▶ What the exercise asks
Nothing is to be altered; the data must be repeated exactly.

▶ Extracted data
PR #2967, opened 2019-07-31
Fix FunctorFilter mapFilter doc example

regadas:


LukaJCB:
Thank you @regadas :)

▶ Exercise answer
PR #2967, opened 2019-07-31
Fix FunctorFilter mapFilter doc example

regadas:


LukaJCB:
Thank you @regadas :)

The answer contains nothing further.